Summary: Prenatal exposure to THC makes dopamine neurons hyperactive and increases the sensitivity to the behavioral effects of the compound during pre-adolescence. This may increase the risk of developing schizophrenia later in life. However, treatment with pregnenolone, a drug under clinical trials for ASD, cannabis use disorder, and schizophrenia, appears to correct the brain abnormalities and behavioral problems associated with prenatal cannabis exposure.
Source: University of Maryland School of Medicine
As a growing number of U.S. states legalize the medicinal and recreational use of marijuana, an increasing number of American women are using cannabis before becoming pregnant and during early pregnancy often to treat morning sickness, anxiety, and lower back pain. Although emerging evidence indicates that this may have long-term consequences for their babies’ brain development, how this occurs remains unclear.
A University of Maryland School of Medicine study using a preclinical animal model suggests that prenatal exposure to THC, the psychoactive component of cannabis, makes the brain’s dopamine neurons (an integral component of the reward system) hyperactive and increases sensitivity to the behavioral effects of THC during pre-adolescence. This may contribute to the increased risk of psychiatric disorders like schizophrenia and other forms of psychosis later in adolescence that previous research has linked to prenatal cannabis use, according to the study published today in journal Nature Neuroscience.
The team of researchers, from UMSOM, the University of Cagliari (Italy) and the Hungarian Academy of Sciences (Hungary), found that exposure to THC in the womb increased susceptibility to THC in offspring on several behavioral tasks that mirrors the effects observed in many psychiatric diseases. These behavioral effects were caused, at least in part, by hyperactivity of dopamine neurons in a brain region called the ventral tegmental area (VTA), which regulates motivated behaviors.
More importantly, the researchers were able to correct these behavioral problems and brain abnormalities by treating experimental animals with pregnenolone, an FDA-approved drug currently under investigation in clinical trials for cannabis use disorder, schizophrenia, autism, and bipolar disorder.
“This is an exciting finding that suggests a therapeutic approach for children born to mothers who used cannabis during pregnancy,” said Joseph Cheer, PhD, a Professor of Anatomy & Neurobiology and Psychiatry at the University of Maryland School of Medicine. “It also raises important questions that need to be addressed such as how does pregnenolone exert its effects and how can we improve its efficacy? Do these detrimental effects persist into adulthood, and if so, could they also be treated in a similar way?”
The researchers concluded that as physicians caution pregnant women against alcohol and cocaine intake because of their detrimental effects to the fetus, they should also, based on these new findings, advise them on the potential negative consequences of using cannabis specifically during pregnancy.
Funding: The study was funded by an international collaborative program on marijuana research issued by the U.S. National Institute on Drug Abuse, the National Research, Development and Innovation Office of Hungary and the University of Cagliari as well as private European foundations.
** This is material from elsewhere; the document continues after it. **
PR #32, opened 2018-06-05
Feature/admin panel

William-Unosquare:
chrome_2018-06-05_13-12-49

- Only shows up on nav bar for users with admin role.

Prenatal THC exposure produces a hyperdopaminergic phenotype rescued by pregnenolone
The increased legal availability of cannabis has led to a common misconception that it is a safe natural remedy for, among others, pregnancy-related ailments such as morning sickness. Emerging clinical evidence, however, indicates that prenatal cannabis exposure (PCE) predisposes offspring to various neuropsychiatric disorders linked to aberrant dopaminergic function. Yet, our knowledge of how cannabis exposure affects the maturation of this neuromodulatory system remains limited. Here, we show that male, but not female, offspring of Δ9-tetrahydrocannabinol (THC)-exposed dams, a rat PCE model, exhibit extensive molecular and synaptic changes in dopaminergic neurons of the ventral tegmental area, including altered excitatory-to-inhibitory balance and switched polarity of long-term synaptic plasticity. The resulting hyperdopaminergic state leads to increased behavioral sensitivity to acute THC exposure during pre-adolescence. The neurosteroid pregnenolone, a US Food and Drug Administration (FDA) approved drug, rescues synaptic defects and normalizes dopaminergic activity and behavior in PCE offspring, thus suggesting a therapeutic approach for offspring exposed to cannabis during pregnancy.